◆ **Task statement**: Your job with the data below: print everything from the line that holds "PR #7453, opened 2026-05-29" down to the line that holds "1. On master, create", ends included, exactly, and nothing else.

◆ **Extracted information**:

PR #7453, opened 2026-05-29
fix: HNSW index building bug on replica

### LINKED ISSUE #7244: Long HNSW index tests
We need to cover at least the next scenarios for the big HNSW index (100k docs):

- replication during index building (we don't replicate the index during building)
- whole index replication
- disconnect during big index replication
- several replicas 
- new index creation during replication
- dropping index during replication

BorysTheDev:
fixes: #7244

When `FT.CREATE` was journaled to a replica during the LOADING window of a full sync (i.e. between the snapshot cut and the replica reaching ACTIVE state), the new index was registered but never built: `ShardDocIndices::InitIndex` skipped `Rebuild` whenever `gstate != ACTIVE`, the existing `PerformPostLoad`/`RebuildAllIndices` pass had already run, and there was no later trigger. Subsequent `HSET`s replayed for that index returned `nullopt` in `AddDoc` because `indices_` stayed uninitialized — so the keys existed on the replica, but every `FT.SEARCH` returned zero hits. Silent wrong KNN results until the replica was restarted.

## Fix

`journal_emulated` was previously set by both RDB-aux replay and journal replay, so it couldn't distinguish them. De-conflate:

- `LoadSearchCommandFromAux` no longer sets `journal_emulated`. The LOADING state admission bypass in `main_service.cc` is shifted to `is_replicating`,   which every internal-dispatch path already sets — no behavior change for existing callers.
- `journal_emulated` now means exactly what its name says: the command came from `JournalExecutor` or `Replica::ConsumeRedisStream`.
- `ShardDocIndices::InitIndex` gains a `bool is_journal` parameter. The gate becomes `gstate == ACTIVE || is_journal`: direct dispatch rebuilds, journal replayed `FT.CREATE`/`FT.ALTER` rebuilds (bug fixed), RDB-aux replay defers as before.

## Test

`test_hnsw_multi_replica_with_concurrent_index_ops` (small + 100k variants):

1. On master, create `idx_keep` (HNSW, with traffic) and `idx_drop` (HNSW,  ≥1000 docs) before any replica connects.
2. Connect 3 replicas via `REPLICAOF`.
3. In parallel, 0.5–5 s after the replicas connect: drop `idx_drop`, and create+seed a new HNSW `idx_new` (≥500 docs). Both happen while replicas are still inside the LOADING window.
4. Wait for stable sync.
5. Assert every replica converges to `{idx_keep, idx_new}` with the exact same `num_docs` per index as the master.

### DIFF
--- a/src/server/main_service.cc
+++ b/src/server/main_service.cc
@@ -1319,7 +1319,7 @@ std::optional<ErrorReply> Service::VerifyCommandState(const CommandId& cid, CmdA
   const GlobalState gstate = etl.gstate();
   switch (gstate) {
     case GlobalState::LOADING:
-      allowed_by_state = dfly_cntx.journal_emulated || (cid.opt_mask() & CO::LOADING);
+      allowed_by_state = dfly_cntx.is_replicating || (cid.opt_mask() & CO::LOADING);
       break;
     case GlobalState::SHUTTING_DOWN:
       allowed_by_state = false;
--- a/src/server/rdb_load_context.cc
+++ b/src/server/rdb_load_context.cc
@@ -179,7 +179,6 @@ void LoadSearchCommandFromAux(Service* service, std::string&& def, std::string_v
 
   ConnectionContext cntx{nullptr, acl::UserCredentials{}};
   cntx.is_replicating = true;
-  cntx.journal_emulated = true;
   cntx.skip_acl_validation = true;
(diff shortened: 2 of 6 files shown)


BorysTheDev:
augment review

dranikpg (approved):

...

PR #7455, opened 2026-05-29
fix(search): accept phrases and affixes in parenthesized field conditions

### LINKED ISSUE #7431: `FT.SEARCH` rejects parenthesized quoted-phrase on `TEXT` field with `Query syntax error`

...

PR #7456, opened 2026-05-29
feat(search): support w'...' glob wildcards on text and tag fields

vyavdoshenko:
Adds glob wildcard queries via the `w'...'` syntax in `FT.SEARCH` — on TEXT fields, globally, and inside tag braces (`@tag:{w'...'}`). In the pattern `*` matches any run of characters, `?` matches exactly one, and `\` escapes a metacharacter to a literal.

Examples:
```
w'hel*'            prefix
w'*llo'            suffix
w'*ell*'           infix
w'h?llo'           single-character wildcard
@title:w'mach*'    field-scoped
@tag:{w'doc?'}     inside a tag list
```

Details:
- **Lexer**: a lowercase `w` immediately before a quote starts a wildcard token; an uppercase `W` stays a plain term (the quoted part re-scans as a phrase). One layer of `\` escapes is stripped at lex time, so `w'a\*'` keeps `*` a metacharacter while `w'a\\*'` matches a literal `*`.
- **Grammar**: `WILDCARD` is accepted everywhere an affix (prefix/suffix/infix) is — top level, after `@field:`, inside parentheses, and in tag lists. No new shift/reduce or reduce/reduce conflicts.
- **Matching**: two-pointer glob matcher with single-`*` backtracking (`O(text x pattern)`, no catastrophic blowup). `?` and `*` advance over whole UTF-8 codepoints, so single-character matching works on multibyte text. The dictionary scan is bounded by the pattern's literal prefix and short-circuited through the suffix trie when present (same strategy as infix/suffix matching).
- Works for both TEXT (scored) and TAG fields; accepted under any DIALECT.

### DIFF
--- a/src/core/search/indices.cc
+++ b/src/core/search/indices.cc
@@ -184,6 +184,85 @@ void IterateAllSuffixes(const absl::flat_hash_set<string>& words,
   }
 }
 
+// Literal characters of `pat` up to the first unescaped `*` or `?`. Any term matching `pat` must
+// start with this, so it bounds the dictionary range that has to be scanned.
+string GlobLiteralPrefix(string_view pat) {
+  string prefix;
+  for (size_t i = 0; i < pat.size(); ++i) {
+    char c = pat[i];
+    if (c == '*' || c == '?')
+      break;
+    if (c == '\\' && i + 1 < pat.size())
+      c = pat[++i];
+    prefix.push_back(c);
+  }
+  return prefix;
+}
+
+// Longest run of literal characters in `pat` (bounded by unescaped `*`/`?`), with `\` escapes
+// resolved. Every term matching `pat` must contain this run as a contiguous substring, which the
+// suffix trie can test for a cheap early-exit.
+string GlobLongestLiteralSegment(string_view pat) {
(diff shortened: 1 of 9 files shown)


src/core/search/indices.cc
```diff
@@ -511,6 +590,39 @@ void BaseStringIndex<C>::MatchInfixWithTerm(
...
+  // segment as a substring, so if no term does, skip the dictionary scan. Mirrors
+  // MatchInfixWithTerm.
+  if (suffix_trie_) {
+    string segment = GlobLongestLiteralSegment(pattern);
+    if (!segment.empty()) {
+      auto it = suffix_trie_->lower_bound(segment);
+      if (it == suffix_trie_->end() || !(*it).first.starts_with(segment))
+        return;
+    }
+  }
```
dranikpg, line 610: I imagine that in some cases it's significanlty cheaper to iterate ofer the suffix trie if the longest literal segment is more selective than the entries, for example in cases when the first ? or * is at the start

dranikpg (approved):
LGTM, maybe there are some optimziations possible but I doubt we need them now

◆ **Your solution**:
PR #7453, opened 2026-05-29
fix: HNSW index building bug on replica

### LINKED ISSUE #7244: Long HNSW index tests
We need to cover at least the next scenarios for the big HNSW index (100k docs):

- replication during index building (we don't replicate the index during building)
- whole index replication
- disconnect during big index replication
- several replicas 
- new index creation during replication
- dropping index during replication

BorysTheDev:
fixes: #7244

When `FT.CREATE` was journaled to a replica during the LOADING window of a full sync (i.e. between the snapshot cut and the replica reaching ACTIVE state), the new index was registered but never built: `ShardDocIndices::InitIndex` skipped `Rebuild` whenever `gstate != ACTIVE`, the existing `PerformPostLoad`/`RebuildAllIndices` pass had already run, and there was no later trigger. Subsequent `HSET`s replayed for that index returned `nullopt` in `AddDoc` because `indices_` stayed uninitialized — so the keys existed on the replica, but every `FT.SEARCH` returned zero hits. Silent wrong KNN results until the replica was restarted.

## Fix

`journal_emulated` was previously set by both RDB-aux replay and journal replay, so it couldn't distinguish them. De-conflate:

- `LoadSearchCommandFromAux` no longer sets `journal_emulated`. The LOADING state admission bypass in `main_service.cc` is shifted to `is_replicating`,   which every internal-dispatch path already sets — no behavior change for existing callers.
- `journal_emulated` now means exactly what its name says: the command came from `JournalExecutor` or `Replica::ConsumeRedisStream`.
- `ShardDocIndices::InitIndex` gains a `bool is_journal` parameter. The gate becomes `gstate == ACTIVE || is_journal`: direct dispatch rebuilds, journal replayed `FT.CREATE`/`FT.ALTER` rebuilds (bug fixed), RDB-aux replay defers as before.

## Test

`test_hnsw_multi_replica_with_concurrent_index_ops` (small + 100k variants):

1. On master, create `idx_keep` (HNSW, with traffic) and `idx_drop` (HNSW,  ≥1000 docs) before any replica connects.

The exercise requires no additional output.